Парень принялся звать на помощь. Чтобы заглушить его крики, мы запели:

Ja, das Temperament, Ja, das Temperament, Das lieght mir So im Blut! [119]

— Господи, мы пропали! — закричал штабс-ефрейтор. — Впереди русские, позади партия. Помогите! Мы окружены.

Внезапно Малыш издал вопль, выпрыгнул через борт, быстро пробежал по полю и бросился в укрытие.

— Mille diables! — воскликнул Легионер и тоже спрыгнул.

По всей грунтовой дороге солдаты бежали от машин.

— Воздух! — крикнул пруссак, бросившись с грузовика вниз головой.

На нас пикировали три русских штурмовика. Поливали дорогу огнем из скорострельных пушек. От ужаса мы втягивали головы в плечи и прижимались к земле.

Мы ощутили поток холодного воздуха, когда ревущие штурмовики пронеслись низко над полем. На их крыльях мерцали красные звезды. Казалось, они язвительно хохочут над нами.

— Черт возьми! — ругнулся лежавший рядом с нами ефрейтор. — У меня в цистерне пять тонн бензина! Если наши коллеги попадут в нее, всем привет! У нас будут похороны с фейерверком и бенгальскими огнями!

Самолеты развернулись и снова ударили по дороге. От взрывов в воздух взлетали трупы.

Несколько юных пехотинцев сдуру стали стрелять по ревущим самолетам из винтовок и ручных пулеметов.

— Становится опасно, — пробормотал кенигсбержец и плотнее прижался к земле.

Легионер поднялся и, пригибаясь, побежал к дороге, где горело множество машин.

Со всех сторон раздавались крики: «Носилки!» Но до нашего сознания они не доходили. Мы стали глухи к этому крику.

Кенигсбержец втащил Легионера в яму. Едва он успел крикнуть: «Мясники!», как один за другим в небе появились шесть штурмовиков. Они пикировали, и крылья их казались прямыми линиями.

«Они взяли нас на прицел!» Эта мысль промелькнула у меня в мозгу, когда я сползал на дно ямы.

Группа солдат на дороге не замечала внезапно появившейся с неба опасности. Лейтенант-сапер устраивал им разнос. Требовал, чтобы они построились.

На крыльях штурмовиков засверкали зловещие голубые вспышки — дульное пламя пушек. Тут же над дорогой взлетели комья земли.

Громкие вопли. Яростные проклятья.

Лейтенант погрозил обоими кулаками низко пролетавшим самолетам. Они развернулись над полем и стремительно понеслись к нам.

Лейтенант скорчился. Из его шеи захлестал поток крови. Голова покатилась по дороге, будто арбуз. Глаза были широко раскрыты. Фуражка одиноко валялась чуть в стороне.

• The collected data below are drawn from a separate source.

PR #30132, opened 2024-09-02
feat(embedded): add hook to allow superset admins to validate guest token parameters

dmarkey:
### SUMMARY

This allows the Superset admin to tighten up Guest token configuration with a validator hook. Any aspect can be validated but most likely the RLS Clause.

### TESTING INSTRUCTIONS
Set ` GUEST_TOKEN_VALIDATOR_HOOK = lambda x: len(x["rls"]) == 1
            and "tenant_id=" in x["rls"][0]["clause"]` and the RLS clause in the guest token will need to contain "tenant_id="

### ADDITIONAL INFORMATION

- [ ] Has associated issue:
- [ ] Required feature flags:
- [ ] Changes UI


nytai (approved):
LGTM

tests/integration_tests/security/api_tests.py
```diff
@@ -137,6 +137,149 @@ def test_post_guest_token_bad_resources(self):
...
+    @with_config({"GUEST_TOKEN_VALIDATOR_HOOK": None})
+    def test_guest_token_validator_hook_unconfigured(self):
+        """
+        Security API: Test the API works normally with GUEST_TOKEN_VALIDATOR_HOOK
+        configured to None.
+        """
+        self.dash = db.session.query(Dashboard).filter_by(slug="births").first()
+        self.embedded = EmbeddedDashboardDAO.upsert(self.dash, [])
+        self.login(ADMIN_USERNAME)
+        user = {"username": "bob", "first_name": "Bob", "last_name": "Also Bob"}
```
giftig, line 150: This could do with being a bit more DRY, looks like you're using the same user, resource and rls rule in almost all of these tests so I'd suggest just defining them once, or using pytest fixtures.

Basic user details and resource fixtures seem like things we must already have test fixtures for so you can probably reuse something existing.

dmarkey: Did some test consolidation there.

tests/integration_tests/security/api_tests.py
```diff
@@ -137,6 +138,79 @@ def test_post_guest_token_bad_resources(self):
...
+
+        self.assert400(response)
+
+        # Test True case from validator - should be 200
+        current_app.config["GUEST_TOKEN_VALIDATOR_HOOK"] = lambda x: True
+        response = self.client.post(
+            self.uri, data=json.dumps(params), content_type="application/json"
+        )
+
+        self.assert200(response)
```
giftig, line 169: I think these scenarios were better as they were before, as individual independent tests. I wasn't suggesting making one large test out of them, just reusing the common fixtures.

dmarkey: @nytai Do you have a preference? This *feels* better as it involves loading that heavy dashboard fixture only once.. the rest it just pushing different settings.

giftig: If the operation is intensive you could create a test class and create a fixture with `scope='class'`. Create a pytest fixture with `yield`: https://docs.pytest.org/en/6.2.x/fixture.html#teardown-cleanup-aka-fixture-finalization

and give it `scope='class'` so that the setup/teardown is only run once for the class.

rusackas:
Thanks @giftig and @dmarkey for dialing this in. @nytai already approved it, which is giving me an itchy trigger finger. If any of @giftig 's change requests are blockers, feel free to hit the "request changes" button to block the merge. Just make sure you're around to _unblock_ it when the required adjustments are made ;) Thanks all :D

giftig:
My comments aren't really blocking, just a small improvement which would be nice imo. It's an easy +1 for me if the tests can be separated like they were before but without the repetition of test fixtures, but it's not a big enough issue to block the PR.

dmarkey:
Alright did another test refactor, broke out the tests again and moved them to their own class with the heavy dashboard fixture loaded in the class scope.

tests/integration_tests/security/api_tests.py
```diff
@@ -138,6 +138,85 @@ def test_post_guest_token_bad_resources(self):
         self.assert400(response)
 
 
+@pytest.mark.usefixtures("load_birth_names_dashboard_with_slices", scope="class")
+class TestSecurityGuestTokenApiTokenValidator(SupersetTestCase):
+    uri = "api/v1/security/guest_token/"  # noqa: F541
```
giftig, line 143: Is this noqa needed? Afaict F541 is "don't use unnecessary f-strings", which you haven't here. The linter didn't complain when I removed it just now.

giftig (approved):
Minor question about noqa but LGTM

dmarkey:
Not sure if I need to take action based on that failed cypress test?

villebro:
@dmarkey nothing that you've caused - we're investigating it currently, but it seems like a flaky test that may be caused by a perf regression that's been recently introduced. We're looking into it, but for now we'll just keep restarting the CI check until it passes..

dmarkey:
Thanks for merging! I guess it will be in 4.2.0?

rusackas:
No, thank YOU! 

It'll _definitely_ be in 5.0, and if we do a 4.2 (TBD) it'll definitely be in there, too. Right now, @sadpandajoe is building 4.1 RCs. I've labeled this PR to get cherries, but I'm not sure if that'll happen or not at this point.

Восемнадцатилетний пехотинец с воплями бежал на обрубках ног. Ступни его были оторваны чуть выше лодыжек. За ним тянулся ручеек крови.

Общая паника охватила тех солдат, которые поднялись и сделали в данных обстоятельствах самое худшее: побежали к дороге.

Штурмовики устроили настоящую бойню, выпуская очередь за очередью в дрожащие тела.

Лейтенант в черном мундире танковых войск громадным прыжком бросился в нашу яму.

— Ольсен, — пропыхтел он. Это был типичный боевой офицер с автоматом на ремне и усеянной наградами грудью.

Легионер поднял голову и взглянул ему в глаза.

— Bon, Кальб.

Вокруг нас вздымалась земля. Все было в огне. Снаряды падали дождем.

Самолеты снова пошли в атаку.

Мы прижались друг к другу и распластались на земле.

Нас подбросило оглушительным взрывом. Над нами покатились волны обжигающе-горячего воздуха. На дороге, словно из вулкана, вздымалось море огня.

— Мои пять тонн бензина, — простонал ефрейтор.

В довершение всего штурмовики сбросили бомбы. В воздух полетели обломки машин. Потом все кончилось. Самолеты полетели на восток.

На их серебристых фюзеляжах играло солнце.

Мы медленно поднялись и пошли к дороге, где валялось множество обугленных тел.

Командование принял оберст из люфтваффе. Мы получили приказ очистить дорогу от трупов и разбитых машин.

Ехавший в Кельн ефрейтор стоял с понурым видом у своего сгоревшего грузовика.

— Это безумие, — сказал он. — И мои бумаги сгорели вместе с машиной.

Из тех солдат, которые не принадлежали ни к какому конкретному подразделению, сформировали «сборный» батальон.

Малыш не бросал своего мешка. Он дал каждому из нас по банану. Рядовой-зенитчик спросил, нельзя ли и ему получить банан. К Малышу он обратился «товарищ».

— Я не товарищ олуху-зенитчику, и обращайся ко мне герр ефрейтор! А то плохо будет.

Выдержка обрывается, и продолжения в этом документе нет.